With English language being one of defectors’ biggest challenges here, the organization plans to run an event called “English Unification Camp” from Aug. 7-12, under which they will receive one-on-one tutoring and mentoring.
Among the reasons he left the tourism business is his belief that foreign nationals, especially US citizens, should not travel to the communist state, given the risks of being locked up there and used as a political card.
Calls are growing in Washington for a tour ban, with a bipartisan bill proposed at Congress. Robert King, special envoy for North Korea human rights at the US State Department, raised the need for a “differential” ban that exempts medical and other humanitarian visits during an interview with Voice of America released Friday.
“It is not right to go there until the North Korean government takes steps to ensure that all foreigners would be safe and not be detained for unreasonable purposes,” Bae said.
He was also adamant that humanitarian assistance and exchanges should take place, saying it is “worth taking a risk” because it enables the two Koreas to restore trust in a way that a state cannot. President Moon Jae-in’s plan to restart relief aid is an upbeat sign, unless it involves cash or other components that may be siphoned off for military uses, he said.
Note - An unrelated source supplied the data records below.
PR #170, opened 2017-04-25
Do not output html when using jsdoc. Modified json output path. Close…

m-turek:
…s #168.

### DIFF
--- a/packages/ckeditor5-dev-docs/lib/index.js
+++ b/packages/ckeditor5-dev-docs/lib/index.js
@@ -5,8 +5,6 @@
 
 'use strict';
 
-const { tools } = require( '@ckeditor/ckeditor5-dev-utils' );
-const path = require( 'path' );
 const gulp = require( 'gulp' );
 const jsdoc = require( 'gulp-jsdoc3' );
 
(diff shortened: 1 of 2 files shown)


packages/jsdoc-plugins/lib/utils/doclet-logger.js
```diff
@@ -13,6 +13,6 @@ const fsExtra = require( 'fs-extra' );
  */
 exports.handlers = {
 	processingComplete( e ) {
-		fsExtra.outputFileSync( process.cwd() + '/build/docs/output.json', JSON.stringify( e, null, 4 ) );
+		fsExtra.outputFileSync( process.cwd() + '/docs/api-docs/output.json', JSON.stringify( e, null, 4 ) );
```
Reinmar: To not repeat ourselves – I'd propose `docs/api/output.json`.

packages/ckeditor5-dev-docs/lib/index.js
```diff
@@ -20,36 +18,32 @@ module.exports = {
...
-					require.resolve( '@ckeditor/jsdoc-plugins/lib/validator/validator' ),
-					require.resolve( '@ckeditor/jsdoc-plugins/lib/utils/doclet-logger' )
-				]
-			};
+	const jsDocConfig = {
+		opts: {
+			encoding: 'utf8',
+			recurse: true,
+			access: 'all',
+			template: 'templates/silent'
```
Reinmar: Does it have to be added to deps or does it come with JSDoc?

m-turek: - `encoding`is not needed as `utf8` is default value

- `recurse` is not needed because `docs` task doesn't traverse directories (https://github.com/ckeditor/ckeditor5/blob/master/gulpfile.js#L21-L31)

- `access` should stay as `all` because by default `private` symbols are skipped by jsdoc

- `template` should stay cause `silent` isn't default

On the human rights front, however, he called for Moon to raise his voice, instead of “keeping a sensitive issue underground.”
The issue put the liberal president in the hot seat during the election campaign after former Foreign Minister Song Min-soon in his newly published memoir that Moon, then the presidential chief of staff, instructed intelligence officials to seek Pyongyang’s opinion before abstaining from a 2007 UN Human Rights Council vote on a resolution.
“The president should be able to demand the whereabouts of South Korean hostages be verified and they be returned as soon as possible. It’s implausible the government doesn’t even know whether they are alive or not,” Bae said.
In its path to an eventual unification, South Korea may make preparations without the help of its headstrong northern counterpart.
With most rank-and-file North Koreans cut off from the outside world, such programs as loudspeaker broadcasts and anti-North Korea leaflets play a key role in awakening them and driving more escapes, he said, referring to defector testimonies.
The government, for its part, needs to expand its resettlement program for newly arrived defectors who could easily fall prey to fraud, trafficking, prostitution and other illicit schemes. More than 300 defectors have been jailed, Bae noted.
Nearly 30,500 North Koreans have resettled in the South as of March 2017, some 70 percent of them young women, Unification Ministry data shows.
“The constant influx of information is most urgent, so we should mobilize all available channels,” he said, adding Serving Life plans to launch a radio show where defectors would read the Bible and tell stories.
“There’s a saying that for a defector, the first person she meets after leaving the Hanawon resettlement center is the most important one for her life. They need greater public attention, care and time until taking root here. We should bear patience and give them a chance.”